Collected data entries
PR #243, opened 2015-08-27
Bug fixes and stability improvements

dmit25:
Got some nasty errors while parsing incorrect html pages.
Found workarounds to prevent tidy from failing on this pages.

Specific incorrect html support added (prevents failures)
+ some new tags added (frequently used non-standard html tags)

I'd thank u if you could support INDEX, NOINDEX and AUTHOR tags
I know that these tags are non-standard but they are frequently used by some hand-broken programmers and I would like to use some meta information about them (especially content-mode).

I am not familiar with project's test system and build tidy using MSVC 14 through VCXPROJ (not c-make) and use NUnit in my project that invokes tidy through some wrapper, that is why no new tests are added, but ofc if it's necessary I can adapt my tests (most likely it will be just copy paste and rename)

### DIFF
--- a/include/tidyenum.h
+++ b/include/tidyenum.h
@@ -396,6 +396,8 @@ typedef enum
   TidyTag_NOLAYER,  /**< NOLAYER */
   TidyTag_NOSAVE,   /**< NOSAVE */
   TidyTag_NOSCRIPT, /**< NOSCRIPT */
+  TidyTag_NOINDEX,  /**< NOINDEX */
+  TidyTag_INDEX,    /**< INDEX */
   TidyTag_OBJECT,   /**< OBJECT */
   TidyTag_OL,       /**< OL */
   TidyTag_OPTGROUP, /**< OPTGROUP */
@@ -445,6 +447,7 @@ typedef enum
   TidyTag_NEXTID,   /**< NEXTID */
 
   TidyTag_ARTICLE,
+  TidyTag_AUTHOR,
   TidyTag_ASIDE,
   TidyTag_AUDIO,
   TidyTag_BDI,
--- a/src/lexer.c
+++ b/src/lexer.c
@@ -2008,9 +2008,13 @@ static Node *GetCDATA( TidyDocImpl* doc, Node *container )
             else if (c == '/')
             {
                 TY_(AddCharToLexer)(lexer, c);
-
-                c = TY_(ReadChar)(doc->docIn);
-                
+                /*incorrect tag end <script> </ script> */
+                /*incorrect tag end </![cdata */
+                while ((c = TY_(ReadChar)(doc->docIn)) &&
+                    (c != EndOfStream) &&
* * *
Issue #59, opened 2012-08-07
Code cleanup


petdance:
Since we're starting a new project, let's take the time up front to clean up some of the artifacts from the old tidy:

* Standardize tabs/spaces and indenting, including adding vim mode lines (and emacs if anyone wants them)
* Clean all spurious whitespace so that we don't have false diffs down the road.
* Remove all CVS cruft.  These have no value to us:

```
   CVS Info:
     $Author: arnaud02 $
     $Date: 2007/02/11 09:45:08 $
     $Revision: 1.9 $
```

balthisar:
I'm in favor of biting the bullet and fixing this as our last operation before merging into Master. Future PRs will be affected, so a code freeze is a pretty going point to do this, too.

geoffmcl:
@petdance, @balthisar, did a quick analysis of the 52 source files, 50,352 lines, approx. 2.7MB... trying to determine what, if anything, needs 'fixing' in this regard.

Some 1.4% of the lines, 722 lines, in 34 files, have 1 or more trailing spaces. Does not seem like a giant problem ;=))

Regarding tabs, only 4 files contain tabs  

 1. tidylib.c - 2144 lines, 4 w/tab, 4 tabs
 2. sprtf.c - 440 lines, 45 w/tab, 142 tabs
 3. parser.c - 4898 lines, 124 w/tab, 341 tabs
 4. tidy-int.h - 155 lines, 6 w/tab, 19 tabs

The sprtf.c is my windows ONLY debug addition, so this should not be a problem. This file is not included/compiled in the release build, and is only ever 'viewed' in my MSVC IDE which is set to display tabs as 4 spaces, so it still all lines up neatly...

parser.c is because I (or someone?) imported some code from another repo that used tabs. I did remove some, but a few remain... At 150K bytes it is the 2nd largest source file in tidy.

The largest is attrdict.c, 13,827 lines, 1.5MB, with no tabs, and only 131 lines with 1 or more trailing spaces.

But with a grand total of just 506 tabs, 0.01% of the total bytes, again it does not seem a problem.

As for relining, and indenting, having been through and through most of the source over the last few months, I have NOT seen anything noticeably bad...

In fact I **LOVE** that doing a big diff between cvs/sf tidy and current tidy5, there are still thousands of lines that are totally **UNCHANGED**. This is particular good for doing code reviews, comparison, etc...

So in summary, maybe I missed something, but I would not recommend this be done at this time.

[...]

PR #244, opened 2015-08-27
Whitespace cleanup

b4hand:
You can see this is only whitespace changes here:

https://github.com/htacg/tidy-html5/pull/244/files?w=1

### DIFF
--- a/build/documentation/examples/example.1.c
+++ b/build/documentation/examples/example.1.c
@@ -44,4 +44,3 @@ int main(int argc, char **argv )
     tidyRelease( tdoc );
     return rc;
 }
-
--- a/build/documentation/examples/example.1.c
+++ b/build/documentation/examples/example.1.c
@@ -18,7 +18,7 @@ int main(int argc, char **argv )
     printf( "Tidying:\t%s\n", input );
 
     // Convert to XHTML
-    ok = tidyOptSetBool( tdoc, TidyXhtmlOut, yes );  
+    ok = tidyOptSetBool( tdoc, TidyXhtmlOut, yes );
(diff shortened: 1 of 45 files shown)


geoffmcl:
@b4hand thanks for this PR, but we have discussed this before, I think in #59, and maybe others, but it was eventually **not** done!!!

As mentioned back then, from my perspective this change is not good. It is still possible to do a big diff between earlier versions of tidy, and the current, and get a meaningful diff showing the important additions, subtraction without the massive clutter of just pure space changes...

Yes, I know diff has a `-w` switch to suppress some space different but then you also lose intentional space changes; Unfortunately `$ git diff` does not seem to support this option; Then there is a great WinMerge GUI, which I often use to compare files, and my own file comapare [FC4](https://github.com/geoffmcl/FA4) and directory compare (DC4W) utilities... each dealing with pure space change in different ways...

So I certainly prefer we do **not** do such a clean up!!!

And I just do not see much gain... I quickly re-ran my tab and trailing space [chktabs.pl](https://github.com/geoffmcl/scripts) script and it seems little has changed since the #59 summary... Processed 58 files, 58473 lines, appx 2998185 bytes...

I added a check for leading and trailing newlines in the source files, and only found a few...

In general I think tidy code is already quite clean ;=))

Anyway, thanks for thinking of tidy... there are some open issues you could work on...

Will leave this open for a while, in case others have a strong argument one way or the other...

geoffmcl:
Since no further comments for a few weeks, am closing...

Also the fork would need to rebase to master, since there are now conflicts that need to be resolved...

#### Try it
All that is wanted is the stretch of lines above from the one containing "PR #243, opened 2015-08-27" through the one containing "Node *container )", duplicated exactly.

#### Solution for this exercise
PR #243, opened 2015-08-27
Bug fixes and stability improvements

dmit25:
Got some nasty errors while parsing incorrect html pages.
Found workarounds to prevent tidy from failing on this pages.

Specific incorrect html support added (prevents failures)
+ some new tags added (frequently used non-standard html tags)

I'd thank u if you could support INDEX, NOINDEX and AUTHOR tags
I know that these tags are non-standard but they are frequently used by some hand-broken programmers and I would like to use some meta information about them (especially content-mode).

I am not familiar with project's test system and build tidy using MSVC 14 through VCXPROJ (not c-make) and use NUnit in my project that invokes tidy through some wrapper, that is why no new tests are added, but ofc if it's necessary I can adapt my tests (most likely it will be just copy paste and rename)

### DIFF
--- a/include/tidyenum.h
+++ b/include/tidyenum.h
@@ -396,6 +396,8 @@ typedef enum
   TidyTag_NOLAYER,  /**< NOLAYER */
   TidyTag_NOSAVE,   /**< NOSAVE */
   TidyTag_NOSCRIPT, /**< NOSCRIPT */
+  TidyTag_NOINDEX,  /**< NOINDEX */
+  TidyTag_INDEX,    /**< INDEX */
   TidyTag_OBJECT,   /**< OBJECT */
   TidyTag_OL,       /**< OL */
   TidyTag_OPTGROUP, /**< OPTGROUP */
@@ -445,6 +447,7 @@ typedef enum
   TidyTag_NEXTID,   /**< NEXTID */
 
   TidyTag_ARTICLE,
+  TidyTag_AUTHOR,
   TidyTag_ASIDE,
   TidyTag_AUDIO,
   TidyTag_BDI,
--- a/src/lexer.c
+++ b/src/lexer.c
@@ -2008,9 +2008,13 @@ static Node *GetCDATA( TidyDocImpl* doc, Node *container )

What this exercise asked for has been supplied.